It\'s not clear that a clock division by 60 results in a useful divisor for minutes or seconds or hours.

If you are starting from a common as muck standard crystal that is
trimmed for 2^N Hz then it really does make sense to go through 1Hz and
use 8Hz (eg Rolex) for the \"continuous\" sweep second hand drive.

ISTR some early models used 6Hz which is visibly more jerky and copy
watches use 1Hz (or are there any that do look more convincing now?).

For 2^N you divide down to there with a chain of flip-flops each one
clocked by the output of the previous stage. Classic ripple counters

https://www.ti.com/lit/ds/symlink/cd4020b.pdf

Or you could in extremis go the whole hog and divide by a custom N eg.

https://www.ti.com/lit/ds/symlink/cd74hc4059.pdf

Snag is that I don\'t think there are any other dirt cheap low frequency
crystals (you might find 200kHz and 60kHz but they will require more
power than the humble 32k watch Xtal).

There is no need for a custom crystal for this. Unlike the situation for
a sidereal clock where making it run ~4 minutes a day faster than mean
solar time is way beyond the pull range of a crystal.

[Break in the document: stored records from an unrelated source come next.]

PR #5455, opened 2024-12-30
android, desktop: chat tags UX improvements

diogofcunha:
- [x]  Show all in menu when any active filter is enabled (including search, and unread and user tags)
- [x]  Show active preset filter as primary color
- [x]  Rename list to add to list in android menu?
- [x]  Rename the second “create list” button to “save list” or “add to list” (in the form depending on where it’s open from
- [x]  Add context menus directly to items,  with third section being change
- [x]  Preset tag for notes
- [x]  Current chat shouldn’t be filtered out and simplify logic like in ios
- [x] Glitch in all inclusion exclusion animation on preset filters dropdown


apps/multiplatform/common/src/commonMain/kotlin/chat/simplex/common/views/chatlist/ChatListView.kt
```diff
@@ -963,69 +951,79 @@ private fun TagsView() {
...
-      Row(
-        rowSizeModifier
-          .clip(shape = CircleShape)
-          .combinedClickable(
-            onClick = {
-              if (chatModel.activeChatTagFilter.value == ActiveFilter.UserTag(tag)) {
-                chatModel.activeChatTagFilter.value = null
-              } else {
-                chatModel.activeChatTagFilter.value = ActiveFilter.UserTag(tag)
+      val showMenu = remember { mutableStateOf(false) }
```
avently, line 954: should be rememberSaveable

avently:
why `editMode` still in the code? Looks like it is in edit mode by default so what purpose of having this boolean again? If it's not needed, remove it from everywhere. And remove BackHandler that changes editMode. And remove a button to add new list in the list of tags if it's not used anywhere now

avently:
There is still annoying distortion animation when you choose All in menu and then you choose Contacts, for example. And vice versa. Element removes faster than dropdownmenu closes

diogofcunha:
> why `editMode` still in the code? Looks like it is in edit mode by default so what purpose of having this boolean again? If it's not needed, remove it from everywhere. And remove BackHandler that changes editMode. And remove a button to add new list in the list of tags if it's not used anywhere now
> 
> Ah, I see. The edit mode is still in use when choosing a tag for a chat... Sad. Ok, just remove BackHandler then. But still there is no reason to keep editMode as mutableState. Now it's just a boolean

We should probably rename it reorderMode for clarity, what do you think?

avently:
> probably rename it reorderMode for clarity

Sounds good

PR #5466, opened 2025-01-02
ios: reports inline

diogofcunha:


apps/ios/Shared/Views/Chat/ChatItem/FramedItemView.swift
```diff
@@ -147,6 +157,8 @@ struct FramedItemView: View {
             case let .link(_, preview):
                 CILinkView(linkPreview: preview)
                 ciMsgContentView(chatItem)
+            case .report(_, _):
```
diogofcunha, line 160: not needed, default here does this

apps/ios/Shared/Views/Chat/ComposeMessage/ComposeView.swift
```diff
@@ -116,13 +117,24 @@ struct ComposeState {
         default: return false
         }
     }
-
+    
+    var submitingValidReport: Bool {
```
diogofcunha, line 121:
```suggestion
    var submittingValidReport: Bool {
```

apps/ios/Shared/Views/Chat/ComposeMessage/ComposeView.swift
```diff
@@ -686,6 +712,31 @@ struct ComposeView: View {
         .frame(maxWidth: .infinity, alignment: .leading)
         .background(.thinMaterial)
     }
+    
+    
+    private func reportReasonView(_ reason: ReportReason) -> some View {
+        HStack {
```
diogofcunha, line 718: probably better to do the full string on each case, in some languages this may not even translate well

PR #5469, opened 2025-01-02
core: api and protocol support for reporting messages to group moderators

epoberezkin:


src/Simplex/Chat/Protocol.hs
```diff
@@ -121,6 +123,10 @@ businessChatsVersion = VersionChat 10
 businessChatPrefsVersion :: VersionChat
 businessChatPrefsVersion = VersionChat 11
 
+-- support updating preferences in business chats (MCReport message content)
```
spaced4ndy, line 126:
```suggestion
-- support receiving content reports
```

src/Simplex/Chat/Store/Groups.hs
```diff
@@ -743,6 +744,14 @@ getGroupMembers db vr user@User {userId, userContactId} GroupInfo {groupId} = do
       (groupMemberQuery <> " WHERE m.group_id = ? AND m.user_id = ? AND (m.contact_id IS NULL OR m.contact_id != ?)")
       (userId, groupId, userId, userContactId)
 
+getGroupModerators :: DB.Connection -> VersionRangeChat -> User -> GroupInfo -> IO [GroupMember]
+getGroupModerators db vr user@User {userId, userContactId} GroupInfo {groupId} = do
+  map (toContactMember vr user)
+    <$> DB.query
+      db
+      (groupMemberQuery <> " WHERE m.group_id = ? AND m.user_id = ? AND (m.contact_id IS NULL OR m.contact_id != ?) AND member_role IN (?,?,?)")
+      (userId, groupId, userId, userContactId, GRModerator, GRAdmin, GROwner)
```
spaced4ndy, line 753:
```suggestion
      (groupMemberQuery <> " WHERE m.user_id = ? AND m.group_id = ? AND (m.contact_id IS NULL OR m.contact_id != ?) AND member_role IN (?,?,?)")
      (userId, groupId, userId, userContactId, GRModerator, GRAdmin, GROwner)
```

spaced4ndy: there's index
CREATE INDEX idx_group_members_group_id ON group_members(user_id, group_id);
without checking plan this order of filters is more likely to use it

spaced4ndy: and most or all queries don't inverse these, it's usually user_id, then entity id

The tuning-fork crystals are tuned by electroplating the tines and
then trimming off excess weight with a laser... it\'s trivial to change
the process and make a custom crystal. Old AT-cut disks were tuned by

Only if you are prepared to buy a batch of about 100k all the same and
they would be nothing like as cheap as the mass produced watch crystals
at 32768Hz. I recall someone doing that way back when digital clock
chips were new and it allowed stock parts to make sidereal rate clocks.

Up to then they had to be bespoke made observatory clocks or a computer
program that converted UTC and longitude into local sidereal time.

> So, I expect that a custom crystal is an economic thing for this purpose, today.

Compared to an insanely over priced watch it might be economic but it
still wouldn\'t be sensible engineering. You seem to be labouring under
the misapprehension that division by 60 is difficult. It isn\'t it has
been a solved problem since at least the advent of digital watches and
probably long before that. I can recall digital clocks using nixie tubes
- even built one from TTL parts salvaged from scrapped ICL 1900 boards.

--
Martin Brown

 

[server]

On Tue, 20 Jun 2023 11:24:46 +0100, Martin Brown
<\'\'\'newspam\'\'\'@nonad.co.uk> wrote:

Snag is that I don\'t think there are any other dirt cheap low frequency
crystals (you might find 200kHz and 60kHz but they will require more
power than the humble 32k watch Xtal).

With 60 or 240 kHz crystal it is easier to implement 1/10 s (or 1/100
s) resolution stop watch functionality.

How do you implement such resolution with a 32768 Hz crystal ?

 

[Anthony William Sloman]

On Tuesday, June 20, 2023 at 11:01:05 PM UTC+10, upsid...@downunder..com wrote:

On Tue, 20 Jun 2023 11:24:46 +0100, Martin Brown
\'\'\'newspam\'\'\'@nonad.co.uk> wrote:


Snag is that I don\'t think there are any other dirt cheap low frequency
crystals (you might find 200kHz and 60kHz but they will require more
power than the humble 32k watch Xtal).
With 60 or 240 kHz crystal it is easier to implement 1/10 s (or 1/100
s) resolution stop watch functionality.

How do you implement such resolution with a 32768 Hz crystal ?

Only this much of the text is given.